1.7.3. C-peptide testing
C-peptide is measured fasting and following a mixed meal challenge with BoostR (Mead Johnson and
Company, Evansville, IN) with blood samples drawn at 30, 60, and 90 min after the liquid meal. The
subgroups of participants who undergo this test and the frequency of this test are described under link to
Classification of Diabetes Type. There are three objectives to stimulated C-peptide testing: (1) to develop
better ways to distinguish type 1 and type 2 diabetes; (2) to better define diabetes type in SEARCH
participants; and (3) to understand the evolution of insulin secretion in children with diabetes. C-peptide
in serum or plasma is measured in the central laboratory by an in-house-developed radioimmunoassay
[21]. Plasma or serum samples are incubated with limiting concentrations of an in-house-produced
guinea pig antibody specific to human C-peptide and 125I-labeled purified C-peptide. The C-peptide in
patient samples and the 125I-labeled C-peptide compete for the antibody binding sites. The decrease in
the amount of 125I-labeled C-peptide is proportional to the concentration of C-peptide in the samples.

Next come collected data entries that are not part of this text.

Issue #15167, opened 2023-09-27
Extension discovery is not working when an HTTP proxy is used


dolevf:
## Description
Extension discovery is not working when an HTTP proxy is used, a timeout error is seen instead of the extensions list.

## Context
JupyerLab 4.0.5

## Reproduce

The antigen–antibody complex is precipitated by the addition of a goat antiguinea pig IgG and
polyethylene glycol. Supernatants are decanted and the specific radioactivity in the immunocomplexes
counted using an auto gamma counter (Packard Instruments). The concentration of C-peptide in the
samples is determined using a standard curve generated with known concentrations of purified human Cpeptide. The assay is linear up to a 5000 pg/ml concentration. To monitor the long-term consistency of
the C-peptide results and to avoid assay drift, the laboratory has prepared in 1995 two lyophilized plasma
pools representing high and low C-peptide reference ranges. Six replicates of these two samples are
included in an assay at the end of each month, and obtained values are plotted against the expected
values. Over 300 vials of each pool are stored at 80 8C and should last for an extended period of years.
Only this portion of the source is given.